Definitely going to take a look at this. I'm one of the few traditional developers in a company that's got a lot more analytics and database people than application or web people. In such a situation the company is loathe to use ORMs and the old adage of "never do your business logic in the database" doesn't really apply in practice. I've managed to learn enough SQL to get by and fulfill the software's requirements out of sheer necessity and I've actually got to the point I prefer to use it over an ORM, but I'd love to have a more systematic education in the language.


I'm thinking now about buying this because of your comment, but I'm wondering if full edition is worth extra 50$ compared to standard


It really depends how much $50 is worth to you. The book is brilliant by itself, but the datasets and unit test examples are a really good tool for playing with. Maybe if you have some data from a real-world project you could use that instead.


That's one of the most expensive technical books I've ever seen.


Holy smokes, $100?!?! You’re not kidding!

I’m always willing to buy technical books. I think it’s valuable to have material from different authors because they each have different perspectives and styles. E.g. CLRS vs Sedgewick vs Skiena. I also like to support the authors. However I’ll take a hard pass at this one.
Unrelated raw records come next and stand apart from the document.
PR #619, opened 2025-06-17
Optimized `Conditional` instances

### LINKED ISSUE #296: Make `Conditional` part of `SymbolicData`

TurtlePU:
Now there's only two main `Conditional` instances:
```haskell
instance Conditional Haskell.Bool a
instance (SymbolicData a, Context a ~ c) => Conditional (Bool c) a
```
And the second one calls the optimized general `interpolate` function from `SymbolicData` class.

Can be viewed as both an improvement on its own (resolves #296) and as a part of a road towards sum types in Symbolic.


TurtlePU:
Division-by-zero exceptions in `divMod` for `UInt`, most likely has to do with laziness for `Conditional`, investigating

symbolic-base/src/ZkFold/Symbolic/Algorithm/Interpolation.hs
```diff
@@ -0,0 +1,62 @@
...
+  let ks =
+        [ product [pt - d | d <- ds] // product [c - d | d <- ds]
+        | (c, ds) <- cuts (fmap fst fs)
+        ]
+   in tabulate \r ->
+        -- \| branches to interpolate between
+        let is = (`index` r) . snd <$> toList fs
+         in sum [i * k | (i, k) <- P.zip is ks]
+
+interpolation
```
vlasin, line 41: Maybe call it `interpolate` in line with `interpolateW`?

symbolic-base/src/ZkFold/Symbolic/Data/Class.hs
```diff
@@ -86,7 +88,18 @@ class
        , Payload x ~ GPayload (G.Rep x)
        )
     => x -> Support x -> Payload x (WitnessField (Context x))
-  payload x = gpayload (G.from x)
+  payload = gpayload . G.from
+
+  -- | Interpolates branch values between given points.
+  interpolate :: Context x ~ c => NonEmpty (BaseField c, x) -> c G.Par1 -> x
```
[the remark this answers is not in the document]
TurtlePU: We can indeed use interpolation for `c f` to implement this, but
* this approach is more efficient since it doesn't gobble circuits inside Symbolic datatype together
* this might turn out to not be redundant after future refactorings of `SymbolicData` class

symbolic-base/src/ZkFold/Symbolic/Algorithm/Interpolation.hs
TurtlePU: Done!

vlasin (approved):

PR #642, opened 2018-08-08
Update version to 1.6.0-beta

herlo:
Currently 1.6.0b1 since PR #601 is released. Need to get a few more
items in and run tests (which this update will cause)


samvarankashyap:
@herlo approved

PR #650, opened 2018-08-14
Add debug mode

14rcole:
Allows users to disable no_log in order to view debugging info at the expense of leaking secret keys

### DIFF
--- a/docs/source/examples/workspace/linchpin.conf
+++ b/docs/source/examples/workspace/linchpin.conf
@@ -111,6 +111,11 @@ distill_on_error = False
 # How long to wait before failing (in seconds) for an async task.
 #async_timeout = 1000
 
+# enables debug mode, which turns on debugging outputs for certain commands.
+# Note that this feature may cause secret keys to be leaked and therefore
+# should not be used in production.
+#debug_mode = False
+
 # the uhash value will still exist, but will not be added to
 # instances or the inventory_path
 #enable_uhash = False
--- a/linchpin/provision/roles/common/tasks/main.yml
+++ b/linchpin/provision/roles/common/tasks/main.yml
@@ -12,4 +12,3 @@
 - name: "output vars"
   set_fact:
     topology_outputs: {}
-
--- a/linchpin/provision/roles/openstack/tasks/provision_os_server.yml
+++ b/linchpin/provision/roles/openstack/tasks/provision_os_server.yml
@@ -89,7 +89,7 @@
   register: res_def_output
   loop: "{{ res_def_names }}"
   when: not async and auth_var is defined
-  no_log: true
+  no_log: "{{ not debug_mode }}"
   loop_control:
     loop_var: prov_inst
 
--- a/linchpin/linchpin.constants
+++ b/linchpin/linchpin.constants
@@ -33,6 +33,7 @@ _check_mode = False
 _async = False
 async_timeout = 1000
 default_ssh_key_path = ~/.ssh
+debug_mode = False
 
 
 # NOTE: if either of these change, the value in linchpin/templates must also change
--- a/linchpin/provision/roles/aws/tasks/provision_aws_cfn.yml
+++ b/linchpin/provision/roles/aws/tasks/provision_aws_cfn.yml
@@ -21,7 +21,7 @@
       Stack: "{{ res_def['res_name'] | default(res_def['name']) }}"
   register: res_def_output
   when: not async
-  no_log: true
+  no_log: "{{ not debug_mode }}"
 
 - name: "Provision cloud formation stack"
   cloudformation:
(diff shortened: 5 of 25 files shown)


herlo:
I'd like to merge them all. But I think we're going to get a 1.6.0b2 out today no matter what has been completed. Next week, we'll hopefully get the 1.6.0 out the door as well.

linchpin/provision/roles/openstack/tasks/provision_os_server-auto_ip.yml
```diff
@@ -0,0 +1,118 @@
...
+  poll: 0
+  register: res_def_output
+  when: async and auth_var is not defined
+
+# following tasks saves the async job details
+- name: "Async:: save the job id"
+  set_fact:
+   topology_outputs_os_server: "{{ topology_outputs_os_server + [ res_def_output ] }}"
+  when: async and res_def_output['skipped'] is not defined
+
```
herlo: Why is this new code here? Is this related to another PR that isn't merged into develop?

linchpin/provision/roles/openstack/tasks/provision_os_server.yml
```diff
@@ -197,8 +197,37 @@
...
+    floating_ip_pools: "{{ res_def['fip_pool'] | default(omit) }}"
+    security_groups: "{{ res_def['security_groups'] | default(omit) }}"
+    userdata: "{{ res_def['userdata'] | default(omit) }}"
+    count: "{{ res_def['count'] }}"
+    boot_from_volume: "{{ res_def['boot_from_volume'] | default(omit) }}"
+    terminate_volume: "{{ res_def['boot_from_volume'] | default(omit) }}"
+    volume_size: "{{ res_def['volume_size'] | default(omit) }}"
+    boot_volume: "{{ res_def['boot_volume'] | default(omit) }}"
+    volumes: "{{ res_def['volumes'] | default(omit) }}"
+>>>>>>> Add debug mode
```
herlo: You have a conflict here that needs to be resolved before it should be merged.

docs/source/examples/workspace/linchpin.conf
```diff
@@ -111,6 +111,11 @@ distill_on_error = False
 # How long to wait before failing (in seconds) for an async task.
 #async_timeout = 1000
 
+# enables debug mode, which turns on debugging outputs for certain commands.
+# Note that this feature may cause secret keys to be leaked and therefore
+# should not be used in production.
+# _debug_mode = False
```
herlo: For consistency, you'll notice the actual values (even though they are commented) do not have a space, while the descriptions do. Adjusting this will help.

linchpin/provision/roles/openstack/tasks/provision_os_server-auto_ip.yml
14rcole: It looks like I just made a mistake rebasing the PR.  I'll go back and fix that.

linchpin/provision/roles/common/tasks/main.yml
```diff
@@ -13,3 +13,7 @@
   set_fact:
     topology_outputs: {}
 
+- name: "assign debug_mode value"
+  set_fact:
+    debug_mode: "{{ _debug_mode }}"
```
14rcole: This is the reason for `debug_mode` and `_debug_mode`.  This is the same as `async` and `_async` on line 2

herlo: Oh, I see. You were just trying to confuse me by being clever. :)

herlo: @14rcole I wonder if we need to set the debug mode this way. If `_debug_mode` is what is used in the evars section of linchpin.constants/linchpin.conf, maybe we should be consistent in the code throughout? It's kind of unnecessary. It is in code, however, so if you don't want to change it, it's probably fine.

14rcole: I don't mind changing it, but should the `_async` option be changed as well?  Also, is there any point in the underscore if the variable isn't being renamed here?

herlo: The reason the `_async` has an underscore is because ansible already has `async` used and would conflict. LinchPin uses `async: "{{ _async }}" in plays. I am actually fine with taking out the underscore and just having `debug_mode` since you didn't use `_debug` which may have conflicted with something in ansible.

14rcole: I see.  I'll change that

herlo:
@14rcole can you rebase this against develop and if it passes, merge?

14rcole:
Will do

14rcole:
[test]

14rcole:
[merge]

PR #655, opened 2018-08-20
limiting pip to avoid dependency errors for pip 10+

skatlapa:


samvarankashyap:
@skatlapa : Could you comment the error you faced on when using pip >= 10 ? Further can you add more details why errors occur ?

skatlapa:
@samvarankashyap Hey, I did not face any error and also, I did not try LP anytime recently. But we faced related errors in Infrared last week.
My idea was to limit pip version as there have been errors related to the installation of virtualization pkgs and related packages such as pyyaml with the newer version of pip(10.0.1, not sure of 10.0.0 ..)

skatlapa:
Let's keep this on hold for now, until we see some related errors. I just wanted to introduce the idea of limiting pip version in the tool.

samvarankashyap:
Currently I am using  version 18 to install linchpin on my virtualenv . Didnot face any problem . I believe it is safe to assume pip version does not effect pypi installation . 
```
(pip_fix) [srallaba@laptopy pip_fix]$ pip --version
pip 18.0 from /home/srallaba/.virtualenvs/pip_fix/lib/python2.7/site-packages/pip (python 2.7)
```
If any were to arise in future this PR will be reopened .

skatlapa:
If the packages are already present earlier or installed via yum we might not face any errors. 

The best way to test would be to 
1) remove pyyaml, virt-install, (vbmc, etc..) via yum (and try the tool against packages in req.txt, e.g; PyYaml is one among common)
2) manually install packages with downgrading pip and try the tool with latest pip

Anyways, I'll try it later and re-open if I find any issues, as it is not blocking now, thanks.

Issue #649, opened 2018-08-12
Replace Auth_driver plain text credential management with ansible-vault


samvarankashyap:
Currently, linchpin accepts the credential folder as one of input which stores credentials in plain-text format which can be insecure . However , one can easily ansible-vault with single password more securely. 
Some parts of auth_driver module needs to be updated using helper package ansible-vault to achieve the same.
refer: [https://pypi.org/project/ansible-vault/1.0.4/](https://pypi.org/project/ansible-vault/1.0.4/)
refer: [https://stackoverflow.com/questions/44142208/how-to-view-decrypt-ansible-vault-credentials-files-from-within-a-python-script](https://stackoverflow.com/questions/44142208/how-to-view-decrypt-ansible-vault-credentials-files-from-within-a-python-script
)

PR #663, opened 2018-08-27
Implement auth_driver to read from vault

samvarankashyap:
$subject
- Now linchpin can read credentials from vault using vault_pass which can be read from 
1. environment variables
```
export VAULT_PASSWORD=testval
```
2. From command line 
```
linchpin -vvvv --creds-path ./credentials up --ask-vault-pass
```
3. Can be specified in linchpin.conf 
```
[evars]
....
vault_pass = testval
```
- In order to enable this feature one should turn on vault_encryption = True in linchpin.conf which is by default false
```
vault_encryption = True
```
fixes: #649


samvarankashyap:
[test]

herlo:
@samvarankashyap can you rebase this against develop?

herlo:
@samvarankashyap can you please rebase this against develop?

config/Dockerfiles/tests.d/dummy/03_dummy-creds-vault
```diff
@@ -0,0 +1,34 @@
...
+# providers.exclude: none
+
+DISTRO=${1}
+PROVIDER=${2}
+
+PINFILE="PinFile"
+TARGET="dummy_target"
+WORKSPACE_PATH="docs/source/examples/workspaces/dummy-creds-vault/"
+CREDS_PATH="docs/source/examples/workspaces/dummy-creds-vault/credentials/"
+export VAULT_PASSWORD=testval
```
herlo: The dummy provider doesn't use credentials, which seems like this test would not be useful. Additionally, the default location for testing credentials are actually stored in Jenkins variables. This credential itself should probably be stored in the contra-files repository, and included in some way where it can be expanded, rather than specifying the location here.

linchpin/__init__.py
```diff
@@ -547,7 +547,8 @@ def get_pf_data_from_rundb(self, targets, run_id=None, tx_id=None):
         return pinfile
 
 
-    def do_action(self, provision_data, action='up', run_id=None, tx_id=None):
+    def do_action(self, provision_data, action='up', run_id=None, tx_id=None,
+                  vault_pass=''):
```
herlo: This functionally changes the LinchPin api when it is not needed. A better way to approach this would be to use the context and pass it in similarly to the way `outfile` is passed [here](https://github.com/CentOS-PaaS-SIG/linchpin/blob/develop/linchpin/shell/__init__.py#L145).

linchpin/__init__.py
```diff
@@ -584,6 +585,13 @@ def do_action(self, provision_data, action='up', run_id=None, tx_id=None):
 
 
         return_code = 99
+        if vault_pass == '':
+            self.set_evar('vault_pass',
+                          self.ctx.get_cfg('evars',
+                                           'vault_pass',
+                                           default=''))
+        else:
+            self.set_evar('vault_pass', vault_pass)
```
herlo: `do_action` should take whatever the value is in `get_evar` since it would be set as described above. Also, no need to use `get_cfg` here, `get_evar` exists to pull evar values more easily.

linchpin/cli/__init__.py
```diff
@@ -374,7 +374,8 @@ def lp_down(self, pinfile, targets=(), run_id=None):
         pass
 
 
-    def lp_up(self, targets=(), run_id=None, tx_id=None, inv_f="cfg"):
+    def lp_up(self, targets=(), run_id=None, tx_id=None, inv_f="cfg",
+              vault_pass=''):
```
herlo: See the reference above for `do_action`. `vault_pass` should not need to be passed, use the context object instead.

linchpin/cli/__init__.py
```diff
@@ -471,7 +472,7 @@ def lp_validate(self, targets=(), old_schema=False):
         return self.do_validation(prov_data, old_schema=old_schema)
 
 
-    def lp_destroy(self, targets=(), run_id=None, tx_id=None):
+    def lp_destroy(self, targets=(), run_id=None, tx_id=None, vault_pass=''):
```
herlo: See the reference above for `do_action`. `vault_pass` should not need to be passed, use the context object instead.

linchpin/cli/__init__.py
```diff
@@ -495,14 +496,15 @@ def lp_destroy(self, targets=(), run_id=None, tx_id=None):
...
+                                       vault_pass=vault_pass)
         if ('post' in self.pb_hooks) and (self.__meta__ == "CLI"):
             self.hook_state = '{0}{1}'.format('post', 'destroy')
         return outputs
 
 
-
-    def _execute_action(self, action, targets=(), run_id=None, tx_id=None):
+    def _execute_action(self, action, targets=(), run_id=None, tx_id=None,
+                        vault_pass=''):
```
herlo: See the reference above for `do_action`. `vault_pass` should not need to be passed, use the context object instead.

linchpin/cli/__init__.py
```diff
@@ -674,7 +678,7 @@ def _build(self, pf, pf_data=None):
 
 
     def _execute(self, provision_data, targets,
-                 action='up', run_id=None, tx_id=None):
+                 action='up', run_id=None, tx_id=None, vault_pass=''):
```
herlo: As demonstrated, this variable is basically being passed around. The context variable is there for that purpose, use it instead. See the reference above for `do_action`.

linchpin/cli/__init__.py
```diff
@@ -703,7 +707,8 @@ def _execute(self, provision_data, targets,
         return self.do_action(prov_data,
                               action=action,
                               run_id=run_id,
-                              tx_id=tx_id)
+                              tx_id=tx_id,
+                              vault_pass=vault_pass)
```
herlo: See the reference above for `do_action`. `vault_pass` should not need to be passed, use the context object instead.

linchpin/provision/roles/dummy/tasks/provision_resource_group.yml
```diff
@@ -1,7 +1,38 @@
...
+    msg: "Auth var not set"
+  when: res_grp['credentials'] is defined and auth_var == ""
+
+- name: "provisioning resource definitions of current group"
+  include: provision_res_defs.yml res_def={{ res_item.0 }} res_grp_name={{ res_item.1 }}
+  with_nested:
+    - "{{ res_grp['res_defs'] | default(res_grp['resource_definitions']) }}"
+    - ["{{ res_grp['resource_group_name'] }}"]
+  loop_control:
+    loop_var: res_item
```
herlo: I would almost not want to see the credentials passed in the dummy provider. Yet, we did discuss this as a possibly useful thing in the future. However, this doesn't really authenticate against anything. Maybe it should actually validate against a simple file somewhere to prove it actually works.

linchpin/provision/roles/gcloud/tasks/provision_resource_group.yml
```diff
@@ -10,10 +10,12 @@
 
 - name: "Get creds from auth driver"
   auth_driver:
-    filename: "{{ res_grp['credentials']['filename']  }}"
-    cred_type: "gcloud"
+    filename: "{{ res_grp['credentials']['filename'] }}"
+    cred_type: "dummy"
```
herlo: This is the gcloud provider, but you are specifying the `dummy` cred type?

linchpin/provision/roles/openstack/tasks/provision_resource_group.yml
```diff
@@ -25,13 +25,16 @@
 
 - name: "Get creds from auth driver"
   auth_driver:
-    filename: "{{ cred_filename }}" # don't include the .yaml
+    filename: "{{ cred_filename }}"
```
herlo: Why remove the useful comment? Did the .yaml get added back to the cred_filename?

linchpin/shell/__init__.py
```diff
@@ -208,8 +208,9 @@ def init(ctx):
               cls=MutuallyExclusiveOption, mutually_exclusive=["run_id"])
 @click.option('-if', '--inventory-format', default="cfg",
               help="Inventory format can be cfg or json")
+@click.option('--ask-vault-pass', is_flag=True)
 @pass_context
-def up(ctx, targets, run_id, tx_id, inventory_format):
+def up(ctx, targets, run_id, tx_id, inventory_format, ask_vault_pass):
```
herlo: See the reference above for `do_action`. `vault_pass` should not need to be passed, use the context object instead.

linchpin/shell/__init__.py
```diff
@@ -267,8 +274,9 @@ def up(ctx, targets, run_id, tx_id, inventory_format):
 @click.option('-t', '--tx-id', metavar='tx_id', type=int,
               help='Destroy resources using the transaction ID (tx-id)',
               cls=MutuallyExclusiveOption, mutually_exclusive=["run_id"])
+@click.option('--ask-vault-pass', is_flag=True)
 @pass_context
-def destroy(ctx, targets, run_id, tx_id):
+def destroy(ctx, targets, run_id, tx_id, ask_vault_pass):
```
herlo: See the reference above for `do_action`. `vault_pass` should not need to be passed, use the context object instead.

herlo:
Also, put `--ask-vault-pass` as a generic option *before* the `up/destroy` action.

config/Dockerfiles/tests.d/dummy/03_dummy-creds-vault
samvarankashyap: @herlo : Dummy provider does not use credentials but the above changes simulates it use of credentials when mentioned in topology . The purpose of the current PR is to check whether the ansible vault is working or not . Further , The dummy credentials used are mock values I would not want them to mix up with the working credentials That is one of the reasons i chose to keep it within the workspace.

samvarankashyap:
@herlo changes made as per review suggestions

herlo:
[test]

config/Dockerfiles/tests.d/dummy/03_dummy-creds-vault
herlo: Ok, thanks for the explanation.

linchpin/shell/__init__.py
```diff
@@ -127,9 +127,11 @@ def _handle_results(ctx, results, return_code):
 @click.option('--creds-path', type=click.Path(), envvar='CREDS_PATH',
               help='Use the specified credentials path. Also works'
                    ' if CREDS_PATH environment variable is set')
+@click.option('--ask-vault-pass', is_flag=True, default=False,
+              help='Prompts for vault password')
```
herlo: :+1:

samvarankashyap:
[merge]

PR #672, opened 2018-08-30
Schema update to libvirt cloud_config

herlo:
The new validation structures require a dict for this schema instead of just a list. Cerberus 1.2 is a bit more strict about these things.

My ability to level up is rarely due to the quality of the material, it’s more a function of how much time and effort into studying and learning. Time is the limiting factor in almost everything, not learning material.

In other words, learning isn’t about choosing “book A” vs “book B” but rather studying any books vs scrolling through HN, watching YouTube, or any of the other million blackholes of time.


I look at it that I spent $100 on this book, and got a $20K payrise. At that order of magnitude, the difference between spending $10 and $100 didn't matter.


You didn’t get the pay raise because spent $100, you got the pay raise because you spent hours, days, months.

It’s time, not money, you are spending.


From that point of view the $100 for the book is even less relevant.


I've been looking on brushing up on my SQL lately and have been going through these resources.

- Practical SQL, No Starch Press. ($30)

https://nostarch.com/practicalSQL

- Use The Index Luke ($15)

https://use-the-index-luke.com/

- Database Systems Concepts & Design by Georgia Tech on Udacity (free)

https://www.udacity.com/course/database-systems-concepts-des...

I can easily pay the $100, I cannot easily find more time, especially when there are a bunch of other things I'm spending time on. At a lower price I would likely buy the book "just because".


They sound good, too. Be good to hear a review if you get any of them.


The eBook bundle is $49 which is perhaps a little higher than average but doesn’t seem unreasonable.


For a pdf that doesn't come with the data for exercises it's borderline insulting.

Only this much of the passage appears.